Flags for Communication (no touch):
--port PORT Specifies the port through which the two workers
should communicate on the host machine.
--subprocess If set, the training will be performed between two
subprocesses. If unset (default), the training will be
performed with Docker containers.
The basic configuration of the submission program is to run the submission for
a single value of
$(\epsilon, \delta)-DP Run
$ python owkin-submission-training.py \
--train-normal-alice data/BC-TCGA-Normal_client.csv \
--train-tumor-alice data/BC-TCGA-Tumor_client.csv \
--train-normal-bob data/BC-TCGA-Normal_server.csv \
--train-tumor-bob data/BC-TCGA-Tumor_server.csv \
--epsilon 1 --delta 1e-5 \
--output-dir owkin-models
$ python owkin-submission-training.py ... --epsilon 3 5 10 15 20 25 30 ...
By default, it runs with Docker containers. To run with subprocesses, we have to add the 'subprocess' argument.

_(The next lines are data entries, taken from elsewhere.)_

PR #97, opened 2023-10-30
chore(RHTAPWATCH-150): add go-mod-tidy

ShakedAviv50313:
add go-mod-tidy check to the repository

### DIFF
--- a/.pre-commit-config.yaml
+++ b/.pre-commit-config.yaml
@@ -15,3 +15,7 @@ repos:
         stages: [commit-msg]
     repo: https://github.com/jorisroovers/gitlint
     rev: v0.18.0
+  - hooks:
+      - id: go-mod-tidy
+    repo: https://github.com/dnephin/pre-commit-golang
+    rev: v0.5.1
--- a/.github/workflows/pull_request_and_push.yaml
+++ b/.github/workflows/pull_request_and_push.yaml
@@ -22,4 +22,4 @@ jobs:
       - name: Install Python dependencies
         run: pip install -r requirements.lock
       - name: Run pre-commit
-        run: pre-commit run --all-files
+        run: pre-commit run --verbose --all-files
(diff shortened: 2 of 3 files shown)


.pre-commit-config.yaml
```diff
@@ -15,3 +15,8 @@ repos:
         stages: [commit-msg]
     repo: https://github.com/jorisroovers/gitlint
     rev: v0.18.0
+  - hooks:
+      - id: go-mod-tidy
+    args: [--verbose]
```
yftacherzog, line 20: Is it providing verbose output? I think the indentation is wrong.
```suggestion
  - hooks:
      - id: go-mod-tidy
        args: [--verbose]
```

yftacherzog (changes requested):
Were you able to verify that it actually doing something? One way to go about it would be to duplicate one of the lines inside the `require` block in the `go.mod` file at the root of the repo. Running go mod tidy should eliminate the duplicate line, so the test should fail.

ShakedAviv50313:
@yftacherzog I tried that and it did fail, now when it's fixed it is not failing anymore

.pre-commit-config.yaml
```diff
@@ -15,3 +15,8 @@ repos:
         stages: [commit-msg]
     repo: https://github.com/jorisroovers/gitlint
     rev: v0.18.0
+  - hooks:
+      - id: go-mod-tidy
+        args: [--verbose]
```
yftacherzog, line 20: Does this has any effect?

ShakedAviv50313: apparently not, I removed it

yftacherzog: The important bit is whether it makes a difference when there's an error. I think you should try to fail the check again and see if it makes a difference in that case.

ShakedAviv50313: I failed the check a few times and it was the same with and without it

yftacherzog (approved):
lgtm

Omeramsc (approved):
LGTM

ifireball (approved):

PR #99, opened 2023-10-31
refactor getuidmap

srivickynesh:
moved executor and removed unused const

# Description

Please include a summary of the changes and the related issue. Please also
include relevant motivation and context. List any dependencies that are
required for this change.

## Type of change

# How Has This Been Tested?

go test ./guidmap 
ok  	github.com/redhat-appstudio/segment-bridge.git/guidmap	10.663s

# Checklist:


ifireball (changes requested):
please make sure you pass the gitlint check

ifireball (changes requested):
While I don't fully understand this change because I don't know the context this code is used in, I don't think any of it belongs in the kwok directoy.

amisstea:
These small changes look fine but I share the same confusion as @ifireball. It's bizarre to see `getuidmap.go` inside the `kwok` package and the `ExecuteAndParseScript` func is neither kwok nor getuidmap specific. It seems this package should undergo some additional refactoring.

srivickynesh:
@amisstea Could you take a look again?

guidmap/getuidmap_test.go
```diff
@@ -1,19 +1,33 @@
-package kwok
+package guid
```
amisstea, line 1: We should avoid `guid` as a package name. It could cause some confusion since [UUIDs/GUIDs](https://en.wikipedia.org/wiki/Universally_unique_identifier) are commonly used.

kwokfixture/kwokfixture.go
```diff
@@ -0,0 +1,55 @@
...
+	"fmt"
+	"os/exec"
+
+	"github.com/redhat-appstudio/segment-bridge.git/testfixture"
+)
+
+const (
+	contextName      = "kwok"
+	clusterServerURL = "http://127.0.0.1:8080"
+	scriptPath       = "../scripts/get-uid-map.sh"
```
amisstea, line 13: The `kwokfixture` package shouldn't hard code this script or else it can't be reused easily. It should be passed in by the test.

amisstea (changes requested):

testfixture/testfixture.go
```diff
@@ -0,0 +1,33 @@
+package testfixture
```
ifireball, line 1: this name is too generic, try thinking of a name that better describes what this does.

kwokfixture/kwokfixture.go
```diff
@@ -0,0 +1,47 @@
...
+)
+
+func runOcCommand(args ...string) error {
+	cmd := exec.Command("oc", args...)
+	if err := cmd.Run(); err != nil {
+		return fmt.Errorf("failed to run oc command: %w", err)
+	}
+	return nil
+}
+
```
ifireball, line 20: I think we could and should replace the code below with a simple fixed kubeconfig file committed into the repo.

testfixture/testfixture.go
ifireball, line 1: this name is too generic, try thinking of a name that better describes what this does.

ifireball (changes requested):

testfixture/testfixture.go
srivickynesh: testfixture supposedly has generic shared libraries for the tests that we write. Unless we want to shrink only to what it does.

kwokfixture/kwokfixture.go
srivickynesh: We already have another ticket for creating kubeconfig.

ifireball: so what is the point writing code we will throw away later?

testfixture/testfixture.go
ifireball: This is like calling a library "utils" it makes it impossible for someone to know what is in it without reading all the code

kwokfixture/kwokfixture.go
srivickynesh: This is already there I am just moving it to different file for now

srivickynesh:
I will close this for now. this refactoring can be done as part of the Jira task. Currently, this task is not associated with any Jira.

Omeramsc:
@srivickynesh I don't believe this should be closed, as the current structure of code is built upon the use of kwok for uid-map only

$ python owkin-submission-training.py ... --subprocess
With the setup and configuration out of the way, you should now be able to run the predict submission program. The program accepts as inputs:
- One trained model file path,
- A single test dataset file (CSV, no labels included).
- A output directory
The program will output:
- One result file (CSV).
$ python owkin-submission-predict.py --help
usage: owkin-submission-predict.py [-h] [--output-dir OUTPUT_DIR] --model-path
MODEL_PATH --test-file TEST-DATA-FILE
optional arguments:
-h, --help show this help message and exit
--output-dir OUTPUT_DIR
Directory to store output result files to. If the
directory does not exist, it will be created.
--model-path MODEL_PATH
Path to the trained model.
--test-file TEST-DATA-FILE
Path to test a test data file consisting of samples of
unknown classification. After DP-FL training is
completed, the resulting global model will be used to
infer the tumor status of these samples. The resulting
predictions will be stored within the corresponding
results files.
$ python owkin-submission-predict.py \
--output-dir owkin-predictions \
--model-path owkin-models/owkin-model-eps1.0-delta0.0001-sizemodel69.pth \
--test-file data/test_samples.csv
The output result files contain binary values corresponding to predictions of a trained model on each test data sample, where
0
-- indicates a non-tumor prediction,1
-- indicates a tumor prediction.
Each result CSV file will contain as many rows as test samples, and will contain one (or multiple) columns, where each column represents a different independent trial of the training procedure. Below you can find an example of the output format
$ cat owkin-results-eps1.0-delta0.0001.csv
patient_id,pred
TCGA-BH-A0AY-11A-23R-A089-07, 0
TCGA-BH-A0DK-11A-13R-A089-07, 1
TCGA-A7-A13F-11A-42R-A12P-07, 0
...
TCGA-BH-A1ES-01A-11R-A137-07, 1
If you have a separate label file available, we provide a helper script to compare the accuracy of our outputs to your label file,
$ python owkin-submission-evaluate.py \
--labels data/test_labels.csv \
-- preds owkin-results-eps1.0-delta0.0001.csv
Accuracy: 0.9585
This project is developed under the Apache License, Version 2.0 (Apache-2.0), located in the LICENSE file.